Bill, I have had success in eliminating both autumn olive & multi-flora rose by just pushing them out with tractor & loader!
YMMV, Dave


----------



## chaded (May 13, 2018)

Cutting and spraying the ENTIRE stump(s) with Triclopyr 4 has worked for me. Do NOT just cut them or you will regret it. Pulling them works as well but you need to make sure you get it all out.

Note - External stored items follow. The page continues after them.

PR #6808, opened 2023-02-01
Parameter node wrapper any serializer

Connor-Bowley:
Adds a new serializer for `typing.Any`

Fixes a couple bugs.

### DIFF
--- a/Base/Python/slicer/parameterNodeWrapper/serializers.py
+++ b/Base/Python/slicer/parameterNodeWrapper/serializers.py
@@ -1,6 +1,7 @@
 import abc
 import collections
 import enum
+import importlib
 import logging
 import pathlib
 import typing
@@ -29,6 +30,7 @@ __all__ = [
     "TupleSerializer",
     "DictSerializer",
     "UnionSerializer",
+    "AnySerializer",
 ]
 
 
@@ -536,7 +538,7 @@ class ListSerializer(Serializer):
 
     @staticmethod
     def canSerialize(type_) -> bool:
-        return typing.get_origin(type_) == list
+        return typing.get_origin(type_) == list or type_ == list
 
     @staticmethod
     def create(type_):
@@ -545,7 +547,7 @@ class ListSerializer(Serializer):
             if len(args) != 1:
                 logging.warning("Unexpected list[] type arg length")
             if len(args) == 0:
-                Exception("Unsure how to handle a typed list with no discernible type")
+                args = [typing.Any]
             return ListSerializer(createSerializerFromAnnotatedType(args[0]))
         return None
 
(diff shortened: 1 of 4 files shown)


allemangD:
I have some doubts on `pickle`-ing data into a parameter node... for example a Python upgrade might cause issues loading the pickled data, or upgrading an extension might change the qualified name of some class and render these scenes unusable.

There are also security concerns, since `pickle` allows executing arbitrary code, although I'm not certain how secure MRML is as a whole. It is still better in general to reduce the surface area for those kinds of concerns.

---

I guess all this depends on some semantic decisions: are the contents of a parameter pack intended to be persistent _on disk/network_ or _between versions_, or are they only meant to facilitate more "local" module reloading and pipelining/workflow operations?

Connor-Bowley:
Removed usage of pickle because it would make MRB storage unsafe. Also allow mixing of AnySerializer, list, and dict.

---

To address a couple comments:

> Is there any promise of security when loading an untrusted MRML scene?

Not really, but it shouldn't be able to execute arbitrary code.

> a Python upgrade might cause issues loading the pickled data

I don't think this is an issue, pickle seems to be backwards compatible.

> upgrading an extension might change the qualified name of some class and render these nodes unusable.

I would kind of expect if a type is stored and the name of the type is changed that it would wreak havoc on anything trying to read it, unless you knew a priori what you were trying to read, which is not really possible here.

Note: Changing the serializer names shouldn't break anything, but changing the serialized type names or modules will.

Base/Python/slicer/parameterNodeWrapper/serializers.py
```diff
@@ -1039,6 +1043,7 @@ class AnySerializer(Serializer):
       classes that were created in functions.
     - Can never cache.
```
allemangD, line 1044: I wonder if it is possible to cache the _serializer_, so it doesn't need to be recreated on each read/write. If the name and module of the object's type don't change, the chosen serializer doesn't need to change either and so could persist. That might facilitate caching values in _certain_ circumstances, when the AnySerializer is used with the same type and serializer for that type supports caching.

That might be more difficult to implement than I'd expect, so I defer to you @Connor-Bowley on how feasible you think that would be.

Base/Python/slicer/parameterNodeWrapper/serializers.py
```diff
@@ -1052,39 +1057,48 @@ def create(type_):
...
 
     def _getValueSerializer(self, parameterNode, name: str) -> Serializer:
-        type_ = pickle.loads(bytes.fromhex(self._typeSerializer.read(parameterNode, self._serializerName(name))))
-        return createSerializerFromAnnotatedType(type_)
+        modulename, classname = self._typeSerializer.read(parameterNode, self._typeName(name))
+        if (modulename, classname) == ("builtins", "NoneType"):
+            # "from builtins import NoneType" doesn't work
+            return createSerializerFromAnnotatedType(type(None))
+        else:
+            mod = sys.modules[modulename]
```
allemangD, line 1073: :+1: Definitely less concerned about security issues with `pickle` gone.

Although I wonder if here it would be better to use `importlib.import_module` instead of fetching cached modules? It seems unlikely but not impossible for the module to not yet be imported. I don't expect there to be security issues as `import_module` requires the module to already exist on-disk; it can't execute code stored in the scene.

Base/Python/slicer/parameterNodeWrapper/serializers.py
allemangD: After some more thought I don't think this is a good idea. It is entirely incompatible with use cases on containers like `list[Any]` or un-annotated types like `dict`, etc.

Base/Python/slicer/parameterNodeWrapper/serializers.py
Connor-Bowley: Will update to use `importlib`

Connor-Bowley: Updated.

allemangD (approved):
:+1: thanks for those changes @Connor-Bowley

PR #6809, opened 2023-02-01
ENH: Add connector line for fiducial markup label texts

lassoan:
This is a continuation of https://github.com/Slicer/Slicer/pull/6188 - the branch is rebased to the latest master and a few fixes and simplifications has been made.

---

- add connector lines
- handle border collisions
- enable XML read and writer
- add connector lines in 3D view
- adjust connector line angles in 3D angles according to 3D focal point
- remove connector line color picker button and its overhead
- add automatic connector line color algorithm
- renaming leader lines label
- initialize leader lines variables in vtkMRMLMarkupsDisplayNode
- rename all "labelconnector" variables to "leaderlines"
- restore normal 2D label offest (without leaderlines)
- markup read/write test
- repositioning "Leader lines:" label to -> Advanced section in Markups Display Widget (+ indenting two spaces)
- clean up indents in qMRMLMarkupsDisplayNodeWidget.ui
- make lines only visible if ctrl pts visible and label text present
- lines in occluded state to be discussed
- set leader line to 25% of glyph size in 2D and 3D
- a change in upper and lower border collision handling 2D
- do not draw leader lines when "Control Point Labels:" is checked off in "Display"->"Advanced"
- determine background volume centers in 2D views as leader lines reference
- make leader lines fluently pointing to this center in 2D views
- trigonometry to seperate function in vtkSlicerMarkupsWidgetRepresentation2D preparing 3D
- 3D view: make leader line tube filter radius update in time
- set all 3D label text positions to end of connector line

### DIFF
--- a/Modules/Loadable/Markups/VTKWidgets/vtkSlicerMarkupsWidgetRepresentation2D.cxx
+++ b/Modules/Loadable/Markups/VTKWidgets/vtkSlicerMarkupsWidgetRepresentation2D.cxx
@@ -23,6 +23,7 @@
 #include "vtkGlyph2D.h"
 #include "vtkLabelPlacementMapper.h"
 #include "vtkLine.h"
+#include "vtkLineSource.h"
 #include "vtkMarkupsGlyphSource2D.h"
 #include "vtkMath.h"
 #include "vtkMatrix4x4.h"
@@ -98,6 +99,21 @@ vtkSlicerMarkupsWidgetRepresentation2D::ControlPointsPipeline2D::ControlPointsPi
   this->LabelsMapper->GetAnchorTransform()->SetCoordinateSystemToNormalizedViewport();
   this->LabelsActor = vtkSmartPointer<vtkActor2D>::New();
   this->LabelsActor->SetMapper(this->LabelsMapper);
+
+  // Labels line polydata
+  this->LabelsLinePolyData = vtkSmartPointer<vtkPolyData>::New();
+
+  this->LabelsLineProperty = vtkSmartPointer<vtkProperty2D>::New();
+  this->LabelsLineProperty->SetOpacity(1.);
+  this->LabelsLineProperty->SetLineWidth(this->LabelsLineProperty->GetLineWidth());
+  this->LabelsLineMapper = vtkSmartPointer<vtkPolyDataMapper2D>::New();
+  this->LabelsLineMapper->SetInputData(this->LabelsLinePolyData);
+
+  this->LabelsLineMapper->SetScalarVisibility(true);
+
+  this->LabelsLineActor = vtkSmartPointer<vtkActor2D>::New();
+  this->LabelsLineActor->SetMapper(this->LabelsLineMapper);
+  this->LabelsLineActor->SetProperty(this->LabelsLineProperty);
 }
 
 vtkSlicerMarkupsWidgetRepresentation2D::ControlPointsPipeline2D::~ControlPointsPipeline2D() = default;
@@ -151,6 +167,24 @@ void vtkSlicerMarkupsWidgetRepresentation2D::GetSliceToWorldCoordinates(const do
 }
 
 //----------------------------------------------------------------------
+void vtkSlicerMarkupsWidgetRepresentation2D::GetBackgroundVolumeXYCenter(double centerPos[2])
+{
+  if (!this->GetSliceNode())
+  {
+    return;
+  }
+
+  // TODO: get RAS bounds of the scene from the view node
+  double centerPosRAS[4] = { 0.0, 0.0, 0.0, 1.0 };
+
+  double centerPosDisplay[4] = { 0.0, 0.0, 0.0, 1.0 };
+  this->GetWorldToSliceCoordinates(centerPosRAS, centerPosDisplay);
+
+  centerPos[0] = centerPosDisplay[0];
+  centerPos[1] = centerPosDisplay[1];
+}
+
+//----------------------------------------------------------------------
 void vtkSlicerMarkupsWidgetRepresentation2D::GetWorldToSliceCoordinates(const double worldPos[3], double slicePos[2])
 {
   vtkMRMLSliceNode* sliceNode = this->GetSliceNode();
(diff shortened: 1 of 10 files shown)


jamesobutler:
@lassoan Do you think it is time to go ahead with the integration of this new functionality?

I know our group has some potential interest in using this to generate functionality like https://www.imaios.com/en/vet-anatomy/mouse/mouse-whole-body within 3D Slicer for our types of images (Mouse 3D whole-body ultrasound). We would potentially use it as a training tool where on each slice offset it would show the annotation lines for all of the visible segmentations in that 2D slice view.

rbumm:
I would like to get this finished and really need this for annotation.

lassoan:
Sorry fro the delay, I need to make some improvements before merging. I'll try to work on it in the next couple of days.

rbumm:
Ron (who is visiting us in Chur) and I both agree. It would be fantastic if we could implement the first version of the 2D connectors and then proceed with additional development from there.

Modules/Loadable/Markups/VTKWidgets/vtkSlicerMarkupsWidgetRepresentation2D.cxx
```diff
@@ -98,6 +99,23 @@ vtkSlicerMarkupsWidgetRepresentation2D::ControlPointsPipeline2D::ControlPointsPi
   this->LabelsMapper->GetAnchorTransform()->SetCoordinateSystemToNormalizedViewport();
   this->LabelsActor = vtkSmartPointer<vtkActor2D>::New();
   this->LabelsActor->SetMapper(this->LabelsMapper);
+
+  // Labels line polydata
+  this->LabelsLinePolyData = vtkSmartPointer<vtkPolyData>::New();
+
+  this->LabelsLineProperty = vtkSmartPointer<vtkProperty2D>::New();
+  //this->LabelsLineProperty->SetColor(0.4, 1.0, 1.0);
```
lassoan, line 107: remove dead (commented out) code

Modules/Loadable/Markups/VTKWidgets/vtkSlicerMarkupsWidgetRepresentation2D.cxx
```diff
@@ -157,6 +175,24 @@ void vtkSlicerMarkupsWidgetRepresentation2D::GetSliceToWorldCoordinates(const do
   worldPos[2] = rasw[2]/rasw[3];
 }
 
+//----------------------------------------------------------------------
+void vtkSlicerMarkupsWidgetRepresentation2D::GetBackgroundVolumeXYCenter(double centerPos[2])
```
lassoan, line 179: We cannot assume that there is a volume in the scene (the leading lines should be correctly and consistently displayed if there is no volumes or many volumes in the scene). Instead of using the volume center as center of projection point, we could use the center of the bounding box of the markup's control points.

Modules/Loadable/Markups/VTKWidgets/vtkSlicerMarkupsWidgetRepresentation2D.cxx
```diff
@@ -182,6 +218,77 @@ void vtkSlicerMarkupsWidgetRepresentation2D::GetWorldToSliceCoordinates(const do
 }
 
 
+//----------------------------------------------------------------------
+void vtkSlicerMarkupsWidgetRepresentation2D::GetLabelTextXYOffsets(double backgroundVolumeCenterXY[2], double  slicePos[2], double leadersLineOffset[2])
```
lassoan, line 222: This method is way too overcomplicated. We don't need to deal with triangles, but coordinate geometry operations can be used instead. It could be as simple as something like this:

```
double leadLineDirectionVector[3];
vtkMath::Subtract(controlPoint, centerPoint, leadLineDirectionVector);
vtkMath::Normalize(leadLineDirectionVector);
double labelPoint[3] = 
  {
  controlPoint[0] + leadLineDirectionVector[0] * lineLength,
  controlPoint[1] + leadLineDirectionVector[1] * lineLength,
  controlPoint[2] + leadLineDirectionVector[2] * lineLength
  };
```

Modules/Loadable/Markups/VTKWidgets/vtkSlicerMarkupsWidgetRepresentation2D.cxx
```diff
@@ -200,6 +307,10 @@ void vtkSlicerMarkupsWidgetRepresentation2D::UpdateAllPointsAndLabelsFromMRML(do
     activeControlPointIndex = activeControlPointIndices[0];
     }
 
+  vtkNew<vtkPoints> pts;
```
lassoan, line 310: These variables should not be recreated at each call of the `UpdateAllPointsAndLabelsFromMRML` method (it would cause memory fragmentation and slowdown if you reallocate this array dozens of times per second, as you move a markup). Instead, the points and cells objects should be created once, where `LabelsLinePolyData` is created.

Modules/Loadable/Markups/VTKWidgets/vtkSlicerMarkupsWidgetRepresentation2D.cxx
```diff
@@ -288,13 +400,163 @@ void vtkSlicerMarkupsWidgetRepresentation2D::UpdateAllPointsAndLabelsFromMRML(do
...
+      labelPos[0] = slicePos[0] + labelsOffset / sqrt(2.0);
+      labelPos[1] = slicePos[1] + labelsOffset / sqrt(2.0);
+
+      std::string labelStr;
+      int labelLength = 0;
+
+      labelStr = markupsNode->GetNthControlPointLabel(pointIndex);
+
+      // make label texts multiline if <br> is used
+      std::string from = "<br>";
```
lassoan, line 419: This would be a very expensive operation when there are thousands of points. Do we really need this? It would be simpler and more efficient if we we made sure that the newline character (`\n`) can be properly entered on the GUI. This could be done in a separate pull request.

Modules/Loadable/Markups/VTKWidgets/vtkSlicerMarkupsWidgetRepresentation2D.cxx
```diff
@@ -288,13 +400,163 @@ void vtkSlicerMarkupsWidgetRepresentation2D::UpdateAllPointsAndLabelsFromMRML(do
...
+        int screenWidth = screenSize[0];
+        int screenHeight = screenSize[1];
+        labelLength = longestStringLen;
+
+        // Not working correctly - giving the exact same values in _bb  wherever you place this code
+        //double _bb[4] = { 0.0 };
+        //this->TextActor->GetBoundingBox(this->Renderer, _bb);
+        //this->TextActor->SetTextScaleModeToViewport();
+        double labelCharWidth =  this->MarkupsDisplayNode->GetTextScale() * 3.;
+        double labelTextWidth = labelCharWidth * labelLength;
```
lassoan, line 468: Getting the label size by counting characters is slow and inaccurate. It should be possible to get it from VTK. Check out how it is done in vtkLabelPlacementMapper or vtkDynamic2DLabelMapper. Maybe the best would be to fix vtkLabelPlacementMapper (that supports leader lines).

Modules/Loadable/Markups/VTKWidgets/vtkSlicerMarkupsWidgetRepresentation2D.cxx
```diff
@@ -288,13 +400,163 @@ void vtkSlicerMarkupsWidgetRepresentation2D::UpdateAllPointsAndLabelsFromMRML(do
...
+
+        pts->InsertPoint(ptcnt, lineStartPos[0], lineStartPos[1], 0.);
+        pts->InsertPoint(ptcnt + 1, lineEndPos[0], lineEndPos[1], 0.);
+        line->InsertNextCell(2);
+        line->InsertCellPoint(ptcnt);
+        line->InsertCellPoint(ptcnt + 1);
+        ptcnt += 2;
+
+        // make the connector line color a bit lighter then the selected glyph/text color
+        double color[3] = { 0,0,0 };
```
lassoan, line 545: Do not do all these operations for each point, but do these only once, after all the points are added.

Modules/Loadable/Markups/VTKWidgets/vtkSlicerMarkupsWidgetRepresentation2D.cxx
```diff
@@ -288,13 +400,163 @@ void vtkSlicerMarkupsWidgetRepresentation2D::UpdateAllPointsAndLabelsFromMRML(do
...
+        this->MarkupsDisplayNode->GetSelectedColor(color);
+        double hsv[3] = { 0,0,0 };
+        vtkMath::RGBToHSV(color, hsv);
+        hsv[0] *= 0.8;
+        hsv[1] *= 0.3;
+        vtkMath::HSVToRGB(hsv, color);
+        controlPoints->LabelsLineProperty->SetColor(color);
+        controlPoints->LabelsLineProperty->SetLineWidth(this->ControlPointSize * .25);
```
lassoan, line 553: 0.25 is very thick. It might be better to use something like half of the line thickness, but even better would be to use a 2D actor. Maybe the best would be to fix vtkLabelPlacementMapper.

Modules/Loadable/Markups/VTKWidgets/vtkSlicerMarkupsWidgetRepresentation2D.cxx
```diff
@@ -319,6 +581,10 @@ void vtkSlicerMarkupsWidgetRepresentation2D::UpdateAllPointsAndLabelsFromMRML(do
     controlPoints->LabelControlPointsPolyData->GetPointData()->GetNormals()->Modified();
     controlPoints->LabelControlPointsPolyData->Modified();
 
+    controlPoints->LabelsLinePolyData->Modified();
+    controlPoints->LabelsLinePolyData->SetPoints(pts);
```
lassoan, line 585: set these only once, when the polydata is created

lassoan (commented):
There are a number of issues to fix  before this could be merged - see the comments inline. I've only commented on the 2D representation but all the comments apply to the 3D representation, too. To reduce code duplication, it would be nice to move all the similar functions to the vtkSlicerMarkupsWidgetRepresentation base class.

lassoan:
@rbumm I know that you worked a lot on this and waited for long for feedback so you would like to see this merged as soon as possible. But unfortunately the issues described [above](https://github.com/Slicer/Slicer/pull/6809#pullrequestreview-1525341507) and in commit comments should be addressed to avoid performance issues and to make sure the code works correctly in general (not just for some specific use cases). Do you think you'll have time to work on this?

rbumm:
Likely, yes. However, I must reestablish the Slicer build process, which I anticipate to be a somewhat arduous and time-consuming task before all functionalities are restored. I understand my expertise is just at the threshold required for implementing these central Slicer features. Therefore, I would greatly benefit from prompt feedback on my commits to ensure I'm progressing in the correct direction. My timeline allows for initiating this process no earlier than next week.

rbumm:
Will it be possible to integrate the functionality into the next stable version?

rbumm:
I just noticed the new 'Label' markup in the SlicerExtraMarkups extension, which is working reasonably well. The way the extension adds new markup types makes sense to me. And the concept of manually choosing label position and markup position in "Label" makes it quite flexible.  

@lassoan  please share your thoughts on that project and does it make sense to carry on with this PR, which seems already "late"

PR #6810, opened 2023-02-01
Fix welcome module translation

lassoan:
Welcome module contained text in image (large Welcome label at the top) and non-translatable html resources (collapsible sections). These were replaced by content in the .ui file that can be translated.

image


jcfr (commented):
The simplification makes sense. Now that the information in each sections are simpler, there is no need to use html pages.

After building, I was able to test and it works well.

### Suggest changes

* The file [HTML/stylesheet.css](https://github.com/Slicer/Slicer/blob/main/Modules/Loadable/SlicerWelcome/Resources/HTML/stylesheet.css) should be removed and the associated `qrc` file updated.

* It seems the first commit (`BUG: Replace large "Welcome" image by text`) only removes the icon without updating the code. Since the code is updated in the next commit, changes could either be squashed or better split.

### Notes

Attempting to edit the content with the designer also seems to work well if `Rich Text` mode is enabled.

That said, the generated "html" is very rebase and not maintainable but in the context of the welcome module this is not an issue.

lassoan:
Thanks for the review @jcfr, I've updated the commit based on your comments.

PR #6817, opened 2023-02-08
STYLE: Fix Python lint errors

lassoan:


cpinter:
Oops, I need to get used to this change in indentation, sorry. All the other projects we have still use 2 spaces so the IDEs are set to that...

PR #6818, opened 2023-02-09
BUG: Fix issue with copying curve with CopyContent

cpinter:
When a curve markup is copied using CopyContent the vtkMRMLMarkupsNode::RemoveAllMeasurements removes all measurements but the observations of the special curve measurements (calculated by vtkCurveMeasurementsCalculator) are not re-added. This commit adds these observations on CopyContent.


lassoan (approved):

PR #6819, opened 2023-02-09
BUG: Fixes default progress callback raises user warning in send() function

marcus-wirtz-snkeos:
Since the return argument of the `defaultProgressCallback()` is `None`, the `send()` function of the `DICOMSender` raises a UserWarning:
```python
if not self.progressCallback(f"Sending {file} to {self.destinationUrl.toString()} using {self.protocol}"):
```

This minimal PR prevents the user warning by returning True instead.

### DIFF
--- a/Modules/Scripted/DICOMLib/DICOMProcesses.py
+++ b/Modules/Scripted/DICOMLib/DICOMProcesses.py
@@ -418,8 +418,10 @@ class DICOMSender(DICOMProcess):
     def __del__(self):
         super().__del__()
 
-    def defaultProgressCallback(self, s):
+    @staticmethod
+    def defaultProgressCallback(s):
         logging.debug(s)
+        return True
 
     def send(self):
         self.progressCallback("Starting send to %s using self.protocol" % self.destinationUrl.toString())


Modules/Scripted/DICOMLib/DICOMProcesses.py
```diff
@@ -418,8 +418,10 @@ def __init__(self, files, address, protocol=None, progressCallback=None, aeTitle
     def __del__(self):
         super().__del__()
 
-    def defaultProgressCallback(self, s):
+    @staticmethod
```
lassoan, line 421: Callback is usually not static method, as it uses other methods of the object to display the progress information, determine if the operation should be cancelled, etc. What was the reason for making it staticmethod?

lassoan (commented):
Thank you, good catch, returning True is the right thing to do.

You need to fix the commit message (it must start with a capital letter after `BUG: `) and please also see the comment on the necessity of changing the callback to a static method.

Modules/Scripted/DICOMLib/DICOMProcesses.py
marcus-wirtz-snkeos: True, this particular function was not using `self`, that was the only reason. But I agree that it should inherit the same architecture -> I'll update this.

marcus-wirtz-snkeos:
@lassoan sorry, I messed up the commit history by merging main, here is the updated PR:
https://github.com/Slicer/Slicer/pull/6822

PR #6822, opened 2023-02-10
BUG: Fixes default progress callback raises user warning in send() function

marcus-wirtz-snkeos:
Since the return argument of the defaultProgressCallback() is None, the send() function of the DICOMSender raises a UserWarning:

```python
if not self.progressCallback(f"Sending {file} to {self.destinationUrl.toString()} using {self.protocol}"):
```

This minimal PR prevents the user warning by returning True instead.


lassoan (approved):
Thank you for the fix!

I reviewed how we report progress and request cancel in DICOMLib and found that in DICOMProcesses.py the return value means "continue", while in all other places it means "request cancel". In the future, we'll probably rework the progress callbacks to request cancel by raising an exception, but for now this quick fix is appropriate.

I have a ratchet rake on my tractor bucket and I have unrooted some that were pretty big but it doesn't work as well on the smaller ones for me. I hate AO with a passion.....


----------



## JD3430 (Jan 1, 2012)

Shetland Sheepdog said:


> Bill, I have had success in eliminating both autumn olive & multi-flora rose by just pushing them out with tractor & loader!YMMV, Dave


I rehabbed a 10 acre field loaded with AO 5 years ago. No spray. The AO was 15' tall. I kept mowing and now it's just soft grass and makes nice round bales.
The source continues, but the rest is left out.